Below are images of the identical SP-D image (named 127 aka supplement 4A) exported from Gwyddion (gw) as a red tiff, and plotted, and changed to indexd RGB in imageJ, and plotted again using the same segmented plot line restored.  Both plots were saved, and opened in excel and a chart was created. Those two plots were saved as metafiles and pasted into corel draw, ungrouped and the line from the R only plot was scaled (without rescaling the x axis) to the same height as the plot from the RGB image and then moved to bottom right of the RGB plot.

As you can there is no difference between the R and RGB plots.  So this means to me, that i can take my gw plots and scale them on the y axis and use them in my dataset with the RGB plots.  Any issues that i am missing that say “dont do this”?

Top two images are the images with segmented plot lines created (and saved) in imageJ. Bottom image is the two plots, and the lower plot scaled to the y axis (only) and pasted into the RGB plot. — so the difference in grayscale peaks can be scaled using a formula.

Indeed it would be almost laughable if it just requires a 300pc increase, i would need to find the grayscale value for the highest peak of each image i think inorder to align the R plot to a value.

Thanks to my kids…. dan and aaron. Dan was right in seeing that the grayscale R image max grayscale value was 85.  i will use a factor of 3 when analyzing the other gw plots to find a grayscale comperable to the RGB plots.

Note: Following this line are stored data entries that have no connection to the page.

PR #133, opened 2018-11-01
T24302 Ignore parental controls for nonexistent users

pwithnall:
https://phabricator.endlessm.com/T24302

### DIFF
--- a/common/flatpak-run.c
+++ b/common/flatpak-run.c
@@ -2807,17 +2807,6 @@ regenerate_ld_cache (GPtrArray    *base_argv_array,
   return glnx_steal_fd (&ld_so_fd);
 }
 
-static void
-async_result_cb (GObject      *obj,
-                 GAsyncResult *result,
-                 gpointer      user_data)
-{
-  GAsyncResult **result_out = user_data;
-
-  g_assert (*result_out == NULL);
-  *result_out = g_object_ref (result);
-}
-
 gboolean
 flatpak_run_app (const char     *app_ref,
                  FlatpakDeploy  *app_deploy,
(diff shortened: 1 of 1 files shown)


common/flatpak-run.c
```diff
@@ -2863,12 +2863,19 @@ flatpak_run_app (const char     *app_ref,
...
 
-  /* Check that this user is actually allowed to run this app. */
-  app_filter = epc_get_app_filter (NULL, getuid (), TRUE, cancellable, error);
-  if (app_filter == NULL)
-    return FALSE;
+  /* Check that this user is actually allowed to run this app. When running
+   * from the gnome-initial-setup session, an app filter might not be available. */
+  app_filter = epc_get_app_filter (NULL, getuid (), TRUE, cancellable, &my_error);
+  if (my_error != NULL &&
+      !g_error_matches (my_error, EPC_APP_FILTER_ERROR, EPC_APP_FILTER_ERROR_INVALID_USER))
```
GeorgesStavracas: Does that error really only represent "system users"?

pwithnall: In practice, yes, I think so. It’s basically raised if AccountsService doesn’t expose a D-Bus object for a user, which [happens for various users](https://gitlab.freedesktop.org/accountsservice/accountsservice/blob/204a4abe68eefac52ca05dda2096db0e0fde0bb7/src/user-classify.c#L147).

Actually, looking at that code has made me realise that we should probably be calling `org.freedesktop.Accounts.FindUserById` rather than building an object path dynamically. That would cause accountsservice to create an object for us for the gnome-initial-setup user, which would avoid this trouble.

In any case, I think the changes here are correct. flatpak should fail open if accountsservice can’t return data for the current user. The user should not be able to compromise accountsservice to force that kind of failure without having admin privileges.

Six dodecamers: SP-D – tiny peak height

Six dodecamers: SP-D – tiny peak height (peak two, in each trimer, located (about half the time) on the down-slope of the N termini junction peak (peak 1) and just before the glycosylation peak (peak 6). This is detected by many of the signal processing programs, at this point it is an unreported peak in SP-D.  Means, SD, median, etc listed below for each individual dodecamer of this set of 6, and as a group of 6. MO is the same as reporting on other peak widths-heights-and valleys. First set of 4 dodecamers, 134.7+/19.5 (grayscale 0-255) and all data for that set  is  here.


Six dodecamers: SP-D – N termini junction peak height

Same procedure, N termini junction peak height for a selected data set (n=368 trimer plots), for the mean of the select 6 dodecamers (all plots each of the dodecamer images of SP-D). The grayscale values of the individual images, does make a difference in the peak heights…. whick at some point i will try to normalize. But for now, the N termini peak has always, and continues to be the highest peak in the plots, typically close to center (there are very rare exceptions which can be attributed to overlapping molecules in an image.

With an extensive number of plots of the first four dodecamers, the grayscale peak was 238.6 +/- 3.75, so the fourth and fifth dodecamers added did change this number slightly. Clearly the values are influenced by the contrast of each image.  I think a “limit range” function (which can be found in Gwyddion and likely other programs for image analysis) could be useful. I am more interested in a quick normalizing of peak height and the lowest point in the plot using a graphics program.

(I continue to thank Arroyo et al, and Thomas O’Haver and my two sons, Aaron and Dan for help with image and signal processing apps.